Interpretive Summary: Knowledge of the blowfly benefits basic veterinary, forensic, and agricultural endeavors. These species are colonizers of carrion and dispersers of pathogens; but they can also deposit their larvae into the body of a live mammal to grow inside the host while feeding on its tissue (myiasis). This results in more than 150 million dollars of annual economic loss to the wool industry in Australia alone. However, this behavior has beneficial uses as certain blow flies are used in maggot therapy, which employs the larvae to remove of dead or damaged tissue to improve wound healing. Additionally, some products produced by the larvae possess antimicrobial properties. It is thought that bacteria associated with these flies participate in both of these pathogenic and beneficial properties. Therefore, knowledge of the bacterial populations associated with these flies is important. This study determined the bacterial communities on different life stages of blow fly species using 16S rDNA 454-pyrosequencing. The work then compared how similar the communities were, what bacteria were exchanged with the surrounding environment, and what bacteria were likely to be retained through to the next generation. This information is vital in assessing bacterial dispersal and pathogen spread from carrion to flies to live animals.
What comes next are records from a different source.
PR #4139, opened 2025-12-05
fix jacobian terms related to dpdqt

szy21:
## Purpose 

Makes the jacobian terms that related to dp/dqt more consistent with the updraft. These includes ∂ᶠu₃_err_∂ᶜρq_tot and ∂ᶠᶜρe_tot_err_∂ᶜρq_tot. Also fixes a bug we had before in ∂ᶠᶜρe_tot_err_∂ᶜρq_tot.

I think there might be a small error in ∂ᶠᶜρe_tot_err_∂ᶜρ too. I will look at that next.

## Content

----

### DIFF
--- a/src/prognostic_equations/implicit/manual_sparse_jacobian.jl
+++ b/src/prognostic_equations/implicit/manual_sparse_jacobian.jl
@@ -412,18 +412,19 @@ function update_jacobian!(alg::ManualSparseJacobian, cache, Y, p, dtγ, t)
     Δcv_v = FT(CAP.cv_v(params)) - cv_d
     T_0 = FT(CAP.T_0(params))
     R_d = FT(CAP.R_d(params))
-    ΔR_v = FT(CAP.R_v(params)) - R_d
+    R_v = FT(CAP.R_v(params))
+    ΔR_v = R_v - R_d
     cp_d = FT(CAP.cp_d(params))
     Δcp_v = FT(CAP.cp_v(params)) - cp_d
+    e_int_v0 = FT(CAP.e_int_v0(params))
     LH_v0 = FT(CAP.LH_v0(params))
     LH_s0 = FT(CAP.LH_s0(params))
-    R_v = FT(CAP.R_v(params))
     Δcp_l = FT(CAP.cp_l(params) - CAP.cp_v(params))
     Δcp_i = FT(CAP.cp_i(params) - CAP.cp_v(params))
     # This term appears a few times in the Jacobian, and is technically
     # minus ∂e_int_∂q_tot
     thermo_params = CAP.thermodynamics_params(params)
-    ∂e_int_∂q_tot = T_0 * (Δcv_v - R_d) - FT(CAP.e_int_v0(params))
+    ∂e_int_∂q_tot = T_0 * (Δcv_v - R_d) - e_int_v0
     ᶜh_tot = @. lazy(
         TD.total_specific_enthalpy(
             thermo_params,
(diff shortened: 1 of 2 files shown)


config/model_configs/baroclinic_wave_equil.yml
szy21, line 1: I will revert this

src/prognostic_equations/implicit/manual_sparse_jacobian.jl
```diff
@@ -448,13 +452,9 @@ function update_jacobian!(alg::ManualSparseJacobian, cache, Y, p, dtγ, t)
...
         TD.gas_constant_air(thermo_params, ᶜts) / TD.cv_m(thermo_params, ᶜts)
 
-    ᶜ∂kappa_m∂q_tot = p.scratch.ᶜtemp_scalar_2
-    # Using abs2 because ^2 results in allocation
-    @. ᶜ∂kappa_m∂q_tot =
-        (
-            ΔR_v * TD.cv_m(thermo_params, ᶜts) -
-            Δcv_v * TD.gas_constant_air(thermo_params, ᶜts)
-        ) / abs2(TD.cv_m(thermo_params, ᶜts))
+    T = @. lazy(TD.air_temperature(thermo_params, ᶜts))
```
szy21, line 450: This works on GPU, I'll change the one in microphysics jacobian too. This is a very simple function so I don't think it will make things slower.

src/prognostic_equations/implicit/manual_sparse_jacobian.jl
```diff
@@ -92,11 +92,14 @@ function jacobian_cache(alg::ManualSparseJacobian, Y, atmos)
         is_in_Y(@name(c.sgs⁰.ρatke)) ? (@name(c.sgs⁰.ρatke),) : ()
     sfc_if_available = is_in_Y(@name(sfc)) ? (@name(sfc),) : ()
 
-    condensate_names = (
+    condensate_mass_names = (
```
szy21: Not really needed in this PR. I'll revert it.

src/prognostic_equations/implicit/manual_sparse_jacobian.jl
```diff
@@ -446,13 +447,9 @@ function update_jacobian!(alg::ManualSparseJacobian, cache, Y, p, dtγ, t)
...
-    ᶜ∂kappa_m∂q_tot = p.scratch.ᶜtemp_scalar_2
-    # Using abs2 because ^2 results in allocation
-    @. ᶜ∂kappa_m∂q_tot =
-        (
-            ΔR_v * TD.cv_m(thermo_params, ᶜts) -
-            Δcv_v * TD.gas_constant_air(thermo_params, ᶜts)
-        ) / abs2(TD.cv_m(thermo_params, ᶜts))
+    T = @. lazy(TD.air_temperature(thermo_params, ᶜts))
+    ᶜ∂RmT∂q = p.scratch.ᶜtemp_scalar_2
+    @. ᶜ∂RmT∂q = ᶜkappa_m * (-e_int_v0 - R_d * T_0 - Δcv_v * (T - T_0)) + ΔR_v * T
```
sajjadazimi: This is d(rho R T)/d(rho q). Maybe we can call it dp/d(rho q) as well.

szy21: I just realized d(rho R T)/d(rho q) is the same as d(R T) / dq when rho is fixed. But I'll call it dp / d(rho q) to be more clear.

PR #4143, opened 2025-12-06
use universal functions in mixing length

### LINKED ISSUE #2465: Use universal function from SurfaceFluxes for l_W
For the wall constraint mixing length [here](https://github.com/CliMA/ClimaAtmos.jl/blob/d9ebb2253e14b7da1b2fccdff9c10a7da8c849ed/src/prognostic_equations/edmfx_closures.jl#L223), it would be better to use the universal function from SurfaceFluxes.

szy21:
## Purpose 

Uses universal functions from SurfaceFluxes directly in the mixing length calculation. Closes #2465 

## To-do

- [x] Remove Gryanik parameters if this works

## Content

----


szy21:
The one we have before has a few numeric safety checks - I hope SurfaceFluxes will handle them?

PR #4150, opened 2025-12-09
Add constant horizontal diffusion option for testing

trontrytel:
I would like to add constant horizontal diffusion option to ClimaAtmos for testing.


trontrytel:
Going to clear the deopt so that new ClimaParams are used

config/default_configs/default_config.yml
```diff
@@ -169,6 +169,9 @@ amd_les:
 c_amd:
   help: "Model coefficient for AMD-LES closure (TODO: Move to parameters.toml)"
   value: 0.29
+constant_horizontal_dissipation:
```
petebachant: Diffusion and dissipation appear to be used interchangeably here. Is that intentional?

szy21: I think it would be good to use diffusion consistently.

trontrytel: Sounds good. I was kind of waiting to see which one you would prefer ;)

szy21 (approved):
We talked offline - We can merge this in, but it would be nice to combine the different options of horizontal (and vertical) diffusion at some point, so we don't duplicate the code for the diffusive tendencies.

PR #4151, opened 2025-12-09
Update ClimaDiagnostics in compat

ph-kev:
This updates ClimaDiagnostics to v0.3. The only breaking change is that the diagnostics are saved at the start of the reduction period instead of at the end.

I don't think this affects anything, but the postprocessing of the NetCDF files. I couldn't find any postprocessing of the diagnostics that depends on the exact time values beside the calibration.

In general, any plots with instantaneous variables should be unchanged, but any plots with time reduction should differ by single time period. For example, a plot with `time = 8d` would change to `time = 7d` if the time reduction is daily.

ClimaDiagnostics v0.2.13 is still supported, because ClimaCoupler does not support v0.3 yet.


juliasloan25 (commented):
This looks good to me! I would just want to hear from Costa about the experiment you mentioned before merging.

@szy21 can we tag a patch release so we can update the coupler too, or should we wait since things are broken right now?

szy21:
> This looks good to me! I would just want to hear from Costa about the experiment you mentioned before merging.
> 
> @szy21 can we tag a patch release so we can update the coupler too, or should we wait since things are broken right now?

We can tag but it will be a breaking release because of this: https://github.com/CliMA/ClimaAtmos.jl/pull/4198. Maybe we can tag a release when the coupler surface flux PR is ready?

szy21:
> > > This looks good to me! I would just want to hear from Costa about the experiment you mentioned before merging.
> > > @szy21 can we tag a patch release so we can update the coupler too, or should we wait since things are broken right now?
> > 
> > 
> > We can tag but it will be a breaking release because of this: #4198. Maybe we can tag a release when the coupler surface flux PR is ready?
> 
> Sounds good. Teja and I are also working on updating the Makie compats in ClimaCore/ClimaAtmos/ClimaLand. It will be good to make releases of those packages when those are in too

Sounds good. We can tag the next minor release after all of these are done.

nefrathenrici (approved):
This looks good to me. @costachris can chime in, but I think we should add ClimaDiagnostics and a compat "=0.2.15" to the calibration experiment [Project.toml](https://github.com/CliMA/ClimaAtmos.jl/blob/main/calibration/experiments/gcm_driven_scm/Project.toml). That should help keep the pipeline reproducible.

calibration/experiments/gcm_driven_scm/Project.toml
```diff
@@ -19,5 +20,7 @@ NCDatasets = "85f8d34a-cbdd-5861-8df4-14fed0d494ab"
 YAML = "ddb6d928-2868-570f-bddf-ab3f9cf99eb6"
 
 [compat]
-ClimaCalibrate = "=0.0.3"
+ClimaAtmos = "=0.27.6"
+ClimaCalibrate = "=0.1.4"
+ClimaDiagnostics = "=0.2.15"
```
ph-kev, line 25: I wasn't sure about the versions of the packages. I don't think there was anything breaking going from ClimaCalibrate 0.0.3 to 0.1.4.

cc: @nefrathenrici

Technical Abstract: Lucilia Robineau-Desvoidy (Diptera: Calliphoridae), is a blow fly genus of forensic, medical, veterinary, and agricultural importance. Both species of this genus causes myiasis and are vectors of disease causing bacteria. This genus is also famous because of its beneficial uses in maggot therapy. Although this genus is economically very important, our knowledge about bacteria associated with different life stages of these flies and how these bacteria are horizontally and vertically transmitted are not known. In this study, we characterized bacteria associated with different life stages of Lucilia cuprina and L. sericata and in salivary gland of L. sericata by using 16S rDNA 454-pyrosequencing. Bacteria associated with salivary gland of L. sericata were also characterized using light and transmission electron microscopy.